## EXERCISE GOAL
Among the entries that follow, the required portion opens with the line containing "- Ignore late" and closes with the line containing "3. Advance fake". Give that portion again exactly, and nothing else.

Saved data entries:
PR #2463, opened 2026-09-17
Cancel stale pod log requests and prevent polling backlogs

Sungyoun-Kim:
**Description of changes:**

Pod log polling can accumulate pending requests while the selected Pod is missing from the renderer's store. Each 10-second tick starts another asynchronous `loadMore` call, and each call waits independently for Pod/tab data. When that data becomes available again, all pending calls request the same logs at once. A separate race allows an initial load to restart polling after the user has left its tab.

- Allow at most one pending load or poll per tab, including the wait for Pod/tab data.
- Cancel both the MobX wait and the HTTP request when a tab stops or a new load supersedes the current request.
- Ignore late results and errors from canceled requests so they cannot restart polling or overwrite newer logs.
- Forward an optional `AbortSignal` through `CallForLogs` and `PodApi.getLogs`, preserving existing callers.
- Add regression tests for request accumulation, slow responses, tab cleanup, reloads, independent tabs, and loading older lines; also verify signal forwarding to fetch.

**Reproduction:**

The new `LogStore` tests reproduce the behavior without a Kubernetes cluster:

1. Load a tab successfully so its polling interval starts.
2. Make the selected Pod unavailable in the observable store.
3. Advance fake timers by one hour, then restore the Pod.

Before this change, 360 pending polls issue log requests when the Pod returns. With this change, only one pending poll resumes. Another test stops a tab before its initial response completes and verifies that the late response does not restart polling. All 10 new lifecycle regression cases fail against the original implementation and pass with this change.

**Validation:**

- Log viewer, pod-log feature, and Kubernetes API tests: 110 passed, 15 skipped (13 test files passed, 1 skipped).
- `pnpm type:check`: passed.
- `pnpm build:fixture-extension`: passed.
- `pnpm biome check` on all five changed files: passed.
- Trunk 1.25.0 check on all five changed files in a Linux/WSL checkout of the same base and patch: passed.
- Full Vitest suite on Windows: 3,562 passed, 35 failed, 44 skipped (349 test files passed, 8 failed, 1 skipped). Re-running all eight failing files with the three production source files restored to the base implementation reproduced exactly the same 35 failing test names. These are existing Windows-specific path separator snapshots, shell PATH expectations, and a POSIX executable-mode assertion; no unrelated snapshots or platform code are changed here.

Validated locally on Windows with Node.js 24.19.0. No live-cluster or Electron end-to-end validation was performed.


robertobandini:
Hi @Sungyoun-Kim, thank you for this one, and welcome!

I approved the workflows (all green) and went through it locally: type check, biome, the logs and kube-api test suites, plus a run of the unpackaged build on a kind cluster with the namespace filter toggled while a logs tab was open. Nothing changed in the normal path, one poll every 10 seconds as before, no errors. The backlog itself I could only cover through your regression tests, since a Pod that disappears from the store does not come back with the same id in a real cluster, so thanks for making them reproduce it without a cluster.

Two small notes, neither blocking: `when` with an AbortSignal is a first in this code base, fine with MobX 6.15, and `node:assert` in renderer code matches what we already do elsewhere.

One heads-up: #2418 (combined logs for workloads) rewrites the same functions of the LogStore and the two branches conflict. My plan is to get this one in first, since it is small and self-contained, and ask the author of #2418 to rebase on it and reuse your AbortSignal for the per-pod requests. I have asked @dex4er for the review.

Sungyoun-Kim:
Thanks @robertobandini for the thorough review and for testing this on a kind cluster!

For some context on what prompted this fix, we investigated a production incident where Freelens 1.9.0 sent 1,419 identical pod-log requests within approximately 2.58 seconds, with 1,557 requests observed in total. We verified these counts using Kubernetes audit logs, deduplicated by audit ID.

Shortly afterward, API server logs recorded:

```text
rpc error: code = ResourceExhausted desc = etcdserver: throttle: too many requests
```

Karpenter and EBS CSI event-write requests also received HTTP 429 responses with this message. EBS CSI sidecars exited after failing to renew their leader-election leases, and the Karpenter controller restarted.

The timing suggests that the burst contributed to the control-plane incident. Although we haven't reproduced the full incident end to end, the repeated requests for the same Pod with identical query parameters are consistent with the backlog behavior covered by the regression tests.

## ANSWER TO THIS EXERCISE
- Ignore late results and errors from canceled requests so they cannot restart polling or overwrite newer logs.
- Forward an optional `AbortSignal` through `CallForLogs` and `PodApi.getLogs`, preserving existing callers.
- Add regression tests for request accumulation, slow responses, tab cleanup, reloads, independent tabs, and loading older lines; also verify signal forwarding to fetch.

**Reproduction:**

The new `LogStore` tests reproduce the behavior without a Kubernetes cluster:

1. Load a tab successfully so its polling interval starts.
2. Make the selected Pod unavailable in the observable store.
3. Advance fake timers by one hour, then restore the Pod.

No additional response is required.